Great! So now we can compute all the terms that lead to \(\frac{\partial w^*}{\partial \theta}\). Let’s substitute our expression in eq. \((8)\) into eq. \((6)\):

\[\frac{\partial \mathcal{L}}{\partial \theta} = - \frac{\partial \mathcal{L}}{\partial w^{*}} \cdot K(\theta)^{-1} w^*(\theta) \frac{\partial K}{\partial \theta} \tag{9}\]

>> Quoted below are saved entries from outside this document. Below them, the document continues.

PR #100, opened 2018-12-11
add defaultState from the original reducers to the namespaced ones

### LINKED ISSUE #99: Using a prefilled state with namespaced reducers causes loss of the default store values.
Hello!
I faced some issues when I was trying to use namespaced reducers while creating the redux store with prefilled data.

I've made a simple [repo](https://github.com/NikitaKolokoltsev/redux-subspace-preloadedState) to illustrate the problem.

Briefly, the bug is appearing when you have some reducer, lets say `viewReducer`:
```javascript
let defaultState = {
  design: 'flat',
  detalizationLevel: 'small'
};

export default function viewReducer(state, action) {
  state = {
    ...defaultState,
    ...state
  }

  ...
```
Which is appearing as a part of the `settingsReducer`:
```javascript
const settingsReducer = namespaced('settings')(
  combineReducers({
    view: viewReducer,
    ...another reducers belonging to the settings section...
  })
);

const appReducer = combineReducers({
  settings: settingsReducer,
  ...there can be other reducers for other parts of the application...
})
```
So right now the store hierarchy is something like that:
```javascript
{
  settings: {
    view: {
      design: 'flat',
      detalizationLevel: 'small'
    },
    ...
  },
  ...
}
```
**So the issue itself:** If you try to create redux store with prefilled state:
```javascript
const prefilledState = {
  settings: {
    view: {
      design: 'material'
    }
  }
}

const store = createStore(appReducer, prefilledState);
```
Then it will result into the store with missing default values:
```javascript
store.getState();
# => {
       settings: {
         view: {
           design: 'material'
         }
       }
     }
```
As you can see the `detalizationLevel` field is not present.

### Possible solution
This issue exists because of the `processAction()` function's code.
According to the code of the redux's `createStore()` - *redux/src/createStore.js* function:
```javascript
// When a store is created, an "INIT" action is dispatched so that every
// reducer returns their initial state. This effectively populates
// the initial state tree.
dispatch({ type: ActionTypes.INIT })
```
This action is a special unique redux-specific action which type starts with `@@redux/...`.
This will trigger all reducers because it wouldn't find appropriate `case` for this action and it will initialze store with default values which are specified in the reducers.
But according to the code of `processAction()` - *redux-subspace/src/actions/processAction.js* function:
```javascript
import hasNamespace from '../actions/hasNamespace'
import isGlobal from '../actions/isGlobal'

const processAction = (namespace) => (action, callback, defaultValue) => {
    if (!namespace || isGlobal(action)) {
        return callback(action)
    } else if (hasNamespace(action, namespace)) {
        return callback({...action, type: action.type.substring(namespace.length + 1)})
    } else {
        return defaultValue
    }
}

export default processAction
```
As this redux-specific actions are not namespaced, first two conditions in `processAction()` function will be false so all namespaced reducers will return **ONLY(!!!)** provided prefilledState and that will lead to some missing default values untill the user duplicates them in the prefilledState.

So I made a quick fix for it in the corresponding PR.
But I am afraid a bit of the fact that if it was written like so, then there were a reasons for it. So, please, tell me if I am missing something.

### Context
Situation with prefilledState is quite common when using server side rendering with React, when you fetched data from the API and need to generate the store from which yout React-application will take the data to render.

### Your Setup

| package        | version(s)
| ---------------| -------
| redux          |  4.0.1
| redux-subspace |  3.0.0

Thank you guys for your really helpfull library!

NikitaKolokoltsev:
| Q                       | A 
| Fixed Issues?           | Fixes #99
| Patch: Bug Fix?         |  👍

Sorry for the mess in commits :)


packages/redux-subspace/src/actions/reduxSpecific.js
```diff
@@ -0,0 +1,13 @@
...
+ *
+ * This source code is licensed under the BSD-style license found in the
+ * LICENSE file in the root directory of this source tree.
+ */
+
+const REDUX_PREFIX = '@@redux/'
+
+const reduxSpecific = (action) => action.type.startsWith(REDUX_PREFIX)
+
+export default reduxSpecific
```
taleh007: add correct file ending

packages/redux-subspace/src/actions/reduxSpecific.js
```diff
@@ -0,0 +1,13 @@
+/**
+ * Copyright 2017, IOOF Holdings Limited.
```
taleh007:
```suggestion
 * Copyright 2018, IOOF Holdings Limited.
```

mpeyper: Github wont let me commit this, but yes.

packages/redux-subspace/src/actions/processAction.js
```diff
@@ -8,9 +8,10 @@
 
 import hasNamespace from '../actions/hasNamespace'
 import isGlobal from '../actions/isGlobal'
+import isReduxSpecific from '../actions/reduxSpecific'
 
 const processAction = (namespace) => (action, callback, defaultValue) => {
-    if (!namespace || isGlobal(action)) {
+    if (!namespace || isGlobal(action) || isReduxSpecific(action)) {
```
mpeyper: I'd be tempted to move this into the `isGlobal` check.  Essentially we are saying that redux actions are _always_ global actions.

mpeyper: This case should get a specific unit test.

NikitaKolokoltsev: I'll add tests a bit later

mpeyper:
Oh, I forgot to do the usual preamble...

Thanks for taking the time to improve `redux-subspace`. Don't forget to [include yourself as a contributor](https://github.com/ioof-holdings/redux-subspace/blob/master/CONTRIBUTING.md#add-yourself-as-a-c) before you're done!

mpeyper:
Thanks for this. I'll put together a release later today.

We now have a way to backpropagate through the linear solver 🎉



Implementation

Our model class is going to look something like this:


ConstrainedModel class implementation
Fig 2. ConstrainedModel class

But in order to pass gradients through the LinearSolve layer we’re going to have to tell PyTorch our new backward pass rule:


LinearSolve class implementation
Fig 3. LinearSolve class

Ok so there’s a lot going on here so let’s break it down. For the implementation we rewrite eq. \((9)\) like so:

\[\frac{\partial \mathcal{L}}{\partial \theta} = w^*(\theta) \cdot \underbrace{v \cdot -K(\theta)^{-1}}_{\texttt{vjp_grad}} \underbrace{\frac{\partial K}{\partial \theta}}_{J_2} \tag{10}\]

Where

\[\begin{align} v &= \frac{\partial \mathcal{L}}{\partial w^{*}} = \text{upstream gradient}, \newline J_2 &= \text{Jacobian of the function $K$ with respect to $\theta$} \newline \end{align}\]

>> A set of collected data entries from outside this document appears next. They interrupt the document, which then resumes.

PR #103, opened 2019-02-20
Updated react-redux bindings to v6 and updated examples

### LINKED ISSUE #102: TypeError: undefined is not an object (evaluating 'store.subspaceOptions')
### Is it a bug, feature request or question?

It seems a bug, I always get error below when I try the sample code provided in the documentation.
```
TypeError: undefined is not an object (evaluating 'store.subspaceOptions')
```
### Which package(s) does this involve?

react-redux-subspace

### Input Code

I created a blank react-native app using Expo, then the `App.js` files has the following content:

\(\texttt{vjp_grad} \times J_2\) is called a vector-Jacobian product (VJP) and it’s the reason why reverse-mode auto differentiation is so efficient [6]. Because taking the inverse of a matrix in \(K^{-1}\) is sometimes not numerically stable we instead find \(\texttt{vjp_grad}\) by solving the linear system:

\[\begin{align} K^Tx = - \frac{\partial \mathcal{L}}{\partial w^{*}} \tag{11} \newline \end{align}\]

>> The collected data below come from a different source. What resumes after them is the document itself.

PR #106, opened 2019-05-23
Introduce Parent Spaces

### LINKED ISSUE #105: Any ideas on subspacing components with render props?
I have certain components that have render props. Here's an example:
```js
<SubspaceProvider mapState={state => state.myTable} namespace="MY_TABLE">
  <Table
    rows={[...]}
    renderRow={data => {
      return (
        <TableRow>
          <FooCell foo={data.foo}>
          <BarCell bar={data.bar}>
        </TableRow>
      );
    }}
  />
</SubspaceProvider>
```

My table component is in a subspace, so that it has a reducer which can handle its own selection logic, but those rows are being rendered inside the subspace, and they need to have their parents redux context.

Right now I subspace each row using `subspace((_, rootState) => rootState)`, but this clearly sucks. For one thing it makes the strong assumption that the parent state selector is the root state selector, which is rather limiting. For a second, there's no way to do anything similar with action namespaces.

Do the authors have any thoughts as to how this might be supported, or if it is worth supporting?

conartist6:
Fixes #105 in the manner discussed there.

I think all that's missing is TS type tests. I'll write those, but that's a small thing and there's lots to review already.


mpeyper:
I'll give this a proper review when I get to work, but looking on my phone it looks pretty well done.

My only initial thought is if `parentSpace` needs to exist in the core package or if this problem is somewhat unique the react component tree and render props use case. 

Perhaps not and it applies in other scenarios too? It does open the question up for if we need a `parentSpaced` function for each of the other integration packages as well?  I'm not asking you to add those in this PR, just something for me to think about.

I see some test have failed on the build as well, in case you were not aware.

conartist6:
You are right that perhaps it doesn't need to be in core. We'd still need the hierarchy enhancer obviously but maybe not the unsubspace function. After all if you're using that function you have the store that you just passed in to it...

conartist6:
I removed the addition to the core package for the reasons mentioned above.

packages/redux-subspace/test/enhancers/hierarchyEnhancer-spec.js
```diff
@@ -6,7 +6,7 @@
  * LICENSE file in the root directory of this source tree.
  */
 
-import rootStoreEnhancer from '../../src/enhancers/rootStoreEnhancer'
+import rootStoreEnhancer from '../../src/enhancers/hierarchyEnhancer'
```
mpeyper: should probably rename in variable to `hierarchyEnhancer` as well to save someone confusion down the track.

conartist6:
A search reveals that there are no more references to `rootStoreEnhancer` now. Anything else that needs to happen with this?

conartist6:
I was missing a typescript test for `<ParentSpaced />`. Just added that.

mpeyper:
Sorry for the delat @conartist6.  There was a failing test in travis, but when I looked into it, the first TS test has been failing on the master branch (an other branches) for months, so can't blame you for that one 😉 

I'll merge this now.  I've got some in progress changes in my checkout at the moment so I'll hit the release button next time it's clean (maybe tomorrow?)

conartist6:
@mpeyper Can you not release this yet, I think I made a mistake : (

conartist6:
I thought I messed something up, but I didn't. Disregard the previous (now deleted) comment.

mpeyper:
This has been published now as [v3.1.0](https://github.com/ioof-holdings/redux-subspace/releases/tag/v3.1.0).  I'm struggling with an error when publishing the docs, but you should know how to use it without referring to the API reference ;)

mpeyper:
Docs are up now.  Thanks again 👍

PR #109, opened 2019-06-14
Fix build

conartist6:
Just trying to fix the build so that I can get my stuff shipped. It works locally, but hopefully not throwing away the error will make it clear why travis is failing.


conartist6:
Made sure that errors weren't discarded, but there were no errors so I just bumped the timeout. I'm guessing since lerna runs a lot of stuff in parallel you need to be a bit more lenient with those timeouts than you might otherwise be.

conartist6:
As a note, the only change required to fix the build is bumping the timeout for the react-redux-subspace typescript tests, but hopefully bumping all the timeouts will make sure that this is unlikely to happen again.

mpeyper:
Hey @conartist6,

Thanks for this. I wasn't holding up the release because if the failing test, it was just my available time (or lack thereof) to actually run the publish steps and write up the release notes.

I'll endeavour to do it sometime this evening, but I'm going out for dinner with my family, so may not be for a few more hours.

conartist6:
No pressure! Just thought I'd clear out one of the obstacles.

PR #137, opened 2019-09-12
Prevent subspace from being recreated if mapState function changes reference

mpeyper:
| Q                       | A 
| Fixed Issues?           | 
| Documentation only PR   | 
| Patch: Bug Fix?         | 
| Minor: New Feature?     | 
| Major: Breaking Change? | 👍

One of my biggest issues with the recent `react-redux` v7 update was that, despite my best effort, if a function was passed for `mapState` that was recreated each `render` cycle, the subspace gets recreated as well.

I know, I know, [`useMemo` and `useCallback` aren't the be-all-and-end-all](https://kentcdodds.com/blog/usememo-and-usecallback) and rerender's aren't necessarily the worst thing, but one instance where is can be critical is the [when the value is used in context](https://kentcdodds.com/blog/how-to-optimize-your-context-value), so it jsut bugged me.

Luckily, I stumbled upon [this tweet by James K Nelson](https://twitter.com/james_k_nelson/status/1171276987144392704) that gave me some inspiration.  The boiled down version of the idea is this:

```js
const useCustomHook = callback => {
  const ref = useRef(callback)
  ref.current = callback
  return useCallback(() => ref.current(), [ref])
}

```

So what's happening here? 

1. The `ref` is initialised to the first version of `callback`
   * Note: the `ref` is only initialised on the first render, it doesn't matter what you pass to `useRef` on subsequent renders as it will just be ignored
   * I think technically this step is not required, but I think it's more clear than just having `const ref = userRef(null)`... maybe?
2. We set the `ref.current` to `callback, mutating the ref to hold the current version of `callback`
   * On subsequent renders this will be how we allow the a newer value to be used
3. We create a memoized callback, wrapping a call to the ref of our provided callback, passing the `ref` in the dependency list
   * In this example, this makes the callback effectively static
   * The callback we use here uses the `ref.current` value internally to always use the current version of the `callback` without requiring a new outer callback to be created each render

In hindsight, this seems pretty straight forward.

One complication I had to work around when applying this solution to `useSubspace` was that the `mapState` parameter can also be provided as a `string` this meant I had to get a bit creative on how we treat the dependencies and use the ref inside the `useMemo`.

Another advantage of this approach is that I was able to remove the `subspaceDecorator` prop that was only used by the `subspaced` HOC as a way of working around the fact that we couldn't reliable memoize the `subspace` function.  This also meant `useSubspaceAdvanced` could be removed and just have `useSubspace` handle it all.

That change means that this is technically (yet another) breaking change.  I'm very tempted to just make it a minor (per is a feature, right?) as `storeDecorator` has never been an advertised or documented part of the public API.  

Speaking of documentation,  I also found 2 errors in our current docs while working on this which have also been included in this PR.


packages/react-redux-subspace/src/hooks/useSubspace.js
```diff
@@ -6,31 +6,40 @@
...
+  const subspacer = useMemo(() => {
+    const mapStateHandler = isMapStateFunction
+      ? (state, rootState) => mapStateRef.current(state, rootState)
+      : mapStateRef.current
+
+    return subspace(mapStateHandler, namespace)
+  }, [
+    isMapStateFunction ? mapStateRef : mapStateRef.current,
+    namespace
+  ])
```
travikk: Isn't that basically the same thing as the following?

```javascript
const isMapStateFunction = typeof mapStateRef.current === "function";
let subspacer;

if (isMapStateFunction) {
   subspacer = useMemo(() => subspace(mapState, namespace), [namespace])
} else {
  subspacer = useMemo(() => subspace(mapState, namespace), [
    mapState,
    namespace
  ]);
}
```

In case we're passing a function, compute the subspacer only when the namespace changes, otherwise compute it when the mapState object or namespace changes.

mpeyper: Not quite.  This would fail to allow `mapState` function from being changed if the `namespace` did not.

I get what you're saying generally with using `isMapStateFunction` once and switching out which `useMemo` get's used.  The main reason I have a single `useMemo` was that I was trying hard not to violate the [one of the rules of hooks](https://reactjs.org/docs/hooks-rules.html#only-call-hooks-at-the-top-level).  I know that only a single `useMemo` would be called and one would be called every render, so I guess technically it wouldn't violate the rule, but I think the lint rule might flag it regardless, which will make others question it when they come across it.  

I'm also not sure how React deals with the dependency array changing length between renders.  It might be fine with it, but it also might do something weird.  I'd have to run a few experiments to check.

Assuming it all works,  I could see it becoming something like:

```js
const mapStateRef = useRef(mapState)
mapStateRef.current = mapState

const subspacer = typeof mapStateRef.current === "function"
  ? useMemo(() => subspace((...args) => mapStateRef.current(...args), namespace), [namespace])
  : useMemo(() => subspace(mapStateRef.current, namespace), [mapStateRef.current, namespace])
```

mpeyper: Note, the changing dependencies length does produce a warning out of React.  Changing the array to include `mapStateRef` satisfies this requirement.

travikk: huh, that's interesting;
my whole point was just mostly about - it's not immediately obvious what's happening there

mpeyper: Do you find the new changes easier?

travikk: Yeah.

packages/react-redux-subspace/src/hooks/useSubspace.js
```diff
@@ -6,31 +6,31 @@
...
 
-import { useContext, useMemo } from "react"
+import { useRef, useMemo, useContext } from "react"
 import { ReactReduxContext } from "react-redux"
 import { subspace } from "redux-subspace"
-import isObject from '../utils/isObject'
+import isObject from "../utils/isObject"
+import isFunction from "../utils/isFunction"
 
-export const useSubspaceAdvanced = (
```
jpeyper: Sorry, I know you don't want to, but this is a breaking change and this needs to be a major bump. semver can be inconvenient... but its there for a reason. The upgrade will be easy for most (all) dependents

Then we formulate a functional form of the VJP and finally apply it to vjp_grad.

References:

\[\begin{align} \text{Jacobian}(f) = \begin{bmatrix} \frac{\partial f_1}{\partial x_1} & \cdots & \frac{\partial f_1}{\partial x_n} \newline \vdots & \ddots & \vdots \newline \frac{\partial f_m}{\partial x_1} & \cdots & \frac{\partial f_m}{\partial x_n} \end{bmatrix} \end{align}\]

But if we have a large neural network calculating the entire Jacobian matrix becomes too computationally expensive. Instead we take advantage of its structure by only multiplying the upstream grad \(v\) with every row of \(J\) without ever having to instantiate \(J\) in its entirety.